To find the maximum height of the lakes that could potentially form, you need to find all the peaks or points that are higher than the points around them. By changing the code a bit, we can easily get peaks in one iteration:
lst = [0] + lst + [0] # Add zeros to either side to avoid having to deal with boundary issues peaks = [] for x in range(1, len(lst)-1): if lst[x-1] =< lst[x] >= lst[x+1]: # "x =< y >= z" is the same as "x =< y and y >= z" peaks.append(lst[x])
For your example, 4 3 7 1 3 2 3 5 6 2 1 3 3 2 3 peaks will be
[4, 7, 3, 6, 3, 3, 3]
Now we need to unite the lakes. The way we find which lakes can be combined is to go through the list of peaks, tracking the highest peak so far, and for each peak we delete any previous peaks that are lower than it and the highest peak so far. However, this does not require any additional information, so we can do this in the same for loop as the one that finds the peaks in the first place:
highest_so_far = 0 for x in range(1, len(lst)-1): if lst[x-1] =< lst[x] >= lst[x+1]: # "x =< y >= z" is the same as "x =< y and y >= z" while peaks and highest_so_far > peaks[-1] < lst[x]: peaks.pop() if lst[x] > highest_so_far: highest_so_far = lst[x] peaks.append(lst[x])
This will reduce the peaks in our example to
[4, 7, 6, 3, 3, 3]
Now, to find all the lakes, we simply look through the list and display the bottom of each pair. However, there is a wrinkle - with a series of 3, how do we know if it is flat or a lake that separates peaks of equal height? We need to know if the dots are next to each other or not. This can be done by including location information along with each peak -
peaks.append((lst[x], x))
Then, when we go through the final list of peaks, we check the bottom of the two, and if they are equal, we check whether they are next to each other (without them there is no lake).
Just so that I do not write all the code for you, I will leave it to you to change the cycle for working with peaks containing tuples and write a cycle that identifies lakes based on the peaks found.

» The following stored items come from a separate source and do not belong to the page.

Issue #8698, opened 2020-12-24
Incorrect borders when app run in >100% scaling factor


RussKie:
## Current behaviour

https://github.com/gitextensions/gitextensions/pull/8557 introduced new margins and borders, however those margins and borders are not correctly calculated in scaled environments, i.e. scale factor >100%.
For example:
* 100%
![image](https://user-images.githubusercontent.com/3169265/101113313-cabc7d00-35e7-11eb-8d76-a33e45215dca.png)

* 200%
![image](https://user-images.githubusercontent.com/460196/103076153-6597ee00-45cd-11eb-8af6-d92edb9d6f55.png)

## Environment

- Git Extensions 33.33.33
- Build f5362ec637de01d40be55f5d0abfbbc7b6e9d828
- Git 2.28.0.windows.1
- Microsoft Windows NT 10.0.17134.0
- .NET Framework 4.8.4261.0
- DPI 192dpi (200% scaling)

ivangrek:
If I delete this line, it works as it should.
Will it be right?

`this.AutoScaleDimensions = new System.Drawing.SizeF(96F, 96F);`

RussKie:
If it works...

pmiossec:
Tested. It indeed fix the boders width. But a lot of forms have the same value....

RussKie:
I tried a blanket removal of `this.AutoScaleDimensions = new System.Drawing.SizeF(x, y)`, and it doesn't appear to be a safe change. Some dialogs become totally unusable (e.g. `FormCreateWorktree`).
There has to be another way, investigating.

RussKie:
There's definitely something in our code that scales paddings 4(!) times: 1 -> 2 -> 3 -> 4 -> 6.
```cs
this.MainSplitContainer.Panel1.ResumeLayout(false); // 1 -> 2px
...
this.MainSplitContainer.ResumeLayout(false); // 2 -> 3px
...
this.toolPanel.ResumeLayout(false); // 3 -> 4px
...
this.ResumeLayout(false); // 4 -> 6px
```

I have created a brand new app, copied the `FormBrowse` designer file (removing or renaming non Windows Forms controls), and observed only a single padding scaling: 1 -> 2px at `this.ResumeLayout(false);` call.

ivangrek:
> There's definitely something in our code that scales paddings 4(!) times: 1 -> 2 -> 3 -> 4 -> 6.

It is interesting!

ivangrek:
[...]

PR #8719, opened 2021-01-03
Revert ability for move and show/hide toolbars

### LINKED ISSUE #8680: Toolbar position is not saved or restored
## Current behaviour

Since #8572, I [always](https://github.com/gitextensions/gitextensions/pull/8572#issuecomment-734340761) end up with this toolbar at startup:
image

Even if I move the toolbars. Even when only on instance is opened.

Even with #8679 fix (to only save the toolbar settings)

## Expected behaviour

I can configure the toolbar position and it is saved (or restored)  well.

## Steps to reproduce

1. Get a dev version of GE (portable from CI or your custom version) and launch it
2. Change toolbar setup
3. Restart
4. See toolbar position configuration is the same as initally

## Screenshots

See above.

Never since the feature was introduced... 

## Environment

- Git Extensions 33.33.33
- Build 3245408651bd658ee636e7c3b57f3a02bbe4abf4
- Git 2.28.0.windows.1
- .NET Framework 4.8.4261.0
- DPI 192dpi (200% scaling)

## Diagnostics

The main goal to opening this issue is:

How can I debug it easily?
Where the configuration data are stored?

RussKie:
Due to discovered layout and placement instability of toolbars
reverting most of the functionality added in #8572.

Closes #8680

----

### DIFF
--- a/GitUI/CommandsDialogs/FormBrowse.cs
+++ b/GitUI/CommandsDialogs/FormBrowse.cs
@@ -270,6 +270,8 @@ namespace GitUI.CommandsDialogs
 
             ManageWorktreeSupport();
 
+            WorkaroundToolbarLocationBug();
+
             var toolBackColor = SystemColors.Window;
             var toolForeColor = SystemColors.WindowText;
             BackColor = toolBackColor;
@@ -311,6 +313,16 @@ namespace GitUI.CommandsDialogs
             RevisionGrid.ToggledBetweenArtificialAndHeadCommits += (s, e) => FocusRevisionDiffFileStatusList();
 
             return;
+
+            void WorkaroundToolbarLocationBug()
+            {
+                // Layout engine bug (?) which may change the order of toolbars
+                // if the 1st one becomes longer than the 2nd toolbar's Location.X
+                // the layout engine will be place the 2nd toolbar first
+                toolPanel.TopToolStripPanel.Controls.Clear();
+                toolPanel.TopToolStripPanel.Controls.Add(ToolStripFilters);
+                toolPanel.TopToolStripPanel.Controls.Add(ToolStripMain);
+            }
 
             void FocusRevisionDiffFileStatusList()
             {
@@ -615,18 +627,7 @@ namespace GitUI.CommandsDialogs
 
         protected override void OnLoad(EventArgs e)
         {
-            // Removing the main menu before restoring the toolstrip layouts
-            // as it *does* randomly change the order of the defined items in the menu
-            Controls.Remove(mainMenuStrip);
-
-            toolPanel.TopToolStripPanel.SuspendLayout();
-            ToolStripManager.LoadSettings(this, "toolsettings");
-            toolPanel.TopToolStripPanel.ResumeLayout();
-
-            // Add the menu back
-            Controls.Add(mainMenuStrip);
-
-            _formBrowseMenus.CreateToolbarsMenus(ToolStripMain, ToolStripFilters);
+            _formBrowseMenus.CreateToolbarsMenus(ToolStripMain, ToolStripFilters, toolStripScripts);
 
             HideVariableMainMenuItems();
             RefreshSplitViewLayout();
@@ -689,10 +690,6 @@ namespace GitUI.CommandsDialogs
 
         protected override void OnFormClosing(FormClosingEventArgs e)
         {
-            // Remove the main menu to prevent its state being persisted
-            Controls.Remove(mainMenuStrip);
-
-            ToolStripManager.SaveSettings(this, "toolsettings");
             SaveApplicationSettings();
 
             foreach (var control in this.FindDescendants())
--- a/GitUI/CommandsDialogs/FormBrowse.cs
+++ b/GitUI/CommandsDialogs/FormBrowse.cs
@@ -320,6 +320,7 @@ namespace GitUI.CommandsDialogs
                 // if the 1st one becomes longer than the 2nd toolbar's Location.X
                 // the layout engine will be place the 2nd toolbar first
                 toolPanel.TopToolStripPanel.Controls.Clear();
+                toolPanel.TopToolStripPanel.Controls.Add(ToolStripScripts);
                 toolPanel.TopToolStripPanel.Controls.Add(ToolStripFilters);
                 toolPanel.TopToolStripPanel.Controls.Add(ToolStripMain);
             }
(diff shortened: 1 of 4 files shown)


gerhardol (approved):
works for me

pmiossec:
In my case, that doesn't solve the main problem I introduced with #8572, that is that the "Branch/filter" toolbar is displayed before the "Main" toolbar:

image

So, with this PR, this is somewhat worse because this layout is now no more changeable...

@RussKie Do you know where the toolbar positions are saved? I would like to see if the values are well saved...

RussKie:
> Do you know where the toolbar positions are saved? I would like to see if the values are well saved...

I don't think this has anything to do with the saved data, as it is no longer used - I've removed all associated code.
This may be an artifact of changes in the designer though

RussKie:
@pmiossec I've run this on two different PCs and haven't observed any issues.
Are you having issues in a dev version launched from VS? Can you try run `git clean -xdf` and then `.\build.cmd -launch` and see if you still get issues?
The settings are stored in a local user config located somewhere like this: C:\Users\<user>\AppData\Local\Git_Extensions\GitExtensions.exe_Url_<some crazy string>\33.33.33.0\user.config but I don't believe it has any relevance now, as we no longer persist/load the data from it.

pmiossec:
>Are you having issues in a dev version launched from VS? Can you try run git clean -xdf and then .\build.cmd -launch and see if you still get issues?

Created a new worktree (so clean workspace) and I have this behavior (still the same):

bug_toolbar

>The settings are stored in a local user config located somewhere like this: C:\Users\<user>\AppData\Local\Git_Extensions\GitExtensions.exe_Url_<some crazy string>\33.33.33.0\user.config but I don't believe it has any relevance now, as we no longer persist/load the data from it.

I will still have a look...

pmiossec:
>The settings are stored in a local user config located somewhere like this: C:\Users<user>\AppData\Local\Git_Extensions\GitExtensions.exe_Url_\33.33.33.0\user.config but I don't believe it has any relevance now, as we no longer persist/load the data from it.

What didn't work:
* removing this `user.config` file
* removing the `WindowPositions.xml` file

But changing the DPI scale to 100% instead of 200% fix the toolbar positioning.
Another DPI scale problem 😭

RussKie:
So any latest build renders correctly on <200%, and incorrect on 200%?

pmiossec:
> So any latest build renders correctly on <200%, and incorrect on 200%?

No, it took me some time to find the reason, so I just had some time to test 100% and 200% (that I use every days) with the code corresponding to this PR. 

I can just assert that every build since  the introduction of the 2 toolbars (with this revert or not) display badly 200%.

So before merging this revert, we have to test different dpi scaling to better understand. 

And if doesn't work, perhaps we will just have to revert the cut in 2 toolbars (until we find a fix)

pmiossec:
Quick test: only 100% display toolbars well. 125%, 150%, 175%, 200% and 225% failed (and I stopped here)

RussKie:
I can repro the issue, thank you. Investigating

RussKie:
Pushed a possible workaround, please try it.

RussKie:
I can't seem to repro the issue in a standalone repro, so quite likely the origin of the bug is same as for https://github.com/gitextensions/gitextensions/pull/8572 and https://github.com/gitextensions/gitextensions/issues/8698.

RussKie:
It took me awhile, but I got a clean repro: https://github.com/RussKie/Test-ToolStripOrder

RussKie:
@pmiossec have had a chance to test?

pmiossec:
>It took me awhile, but I got a clean repro: https://github.com/RussKie/Test-ToolStripOrder
> @pmiossec have had a chance to test?

Yes, I reproduce with this repository

RussKie:
Were you able to test the latest fix?

pmiossec:
> 
> Were you able to test the latest fix?

Which fix?

If that's the 2nd commit (f362cd397fea0972624765e95118222ba9edcb25), after a `msbuild` and run, that doesn't work. Result:

image

RussKie:
> Which fix?
> 
> If that's the 2nd commit (f362cd397fea0972624765e95118222ba9edcb25), after a `msbuild` and run, that doesn't work. Result:

There are only 2 commits in this PR, which one were you testing?
image

I've tested the fix at 150% and 200% without any issues.

pmiossec (approved):
After a new test, work as expected.

pmiossec:
2 things about the cutting of the toolbars.

1. I find it strange to have the user scripts, that are added to the "Standard" toolbar, to be displayed before the "Filters" toolbar, like that:

image

I think we should create a new toolbar and display it after the 2 other toolbars to get something like that (so that we kept the toolbar layout in the current release):
image


2. I don't really understand why this PR revert also the hiding of the toolbar that works well (now that we discovered what was the cause of the toolbar bad placement and that you provided a workaround).
As you kept the cutting of the toolbar in 2 (i.e. that you didn't revert the whole development), perhaps we could at least kept one feature allowed by this cutting, no!?!

Please have a look at my branch that did this 2 things:

https://github.com/pmiossec/gitextensions/tree/new_toolbar_for_scripts

RussKie:
> Please have a look at my branch that did this 2 things:
> 
> [https://github.com/pmiossec/gitextensions/tree/new_toolbar_for_scripts](https://github.com/pmiossec/gitextensions/tree/new_toolbar_for_scripts?rgh-link-date=2021-01-17T00%3A08%3A19Z)

Thank you, works for me :)
Though the new toolbar must look the same as the other two:
image

GitUI/CommandsDialogs/FormBrowse.cs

Regarding time complexity, I believe this is done in linear time. Obviously, we look at the list only once, but in the middle there is a while . At each iteration, the while loop checks at least one peak, but if it ever checks more than one peak, this is because at least one peak has been deleted. Thus, outside the check for one iteration, not a single peak will be checked several times, which gives a no more linear increase in time.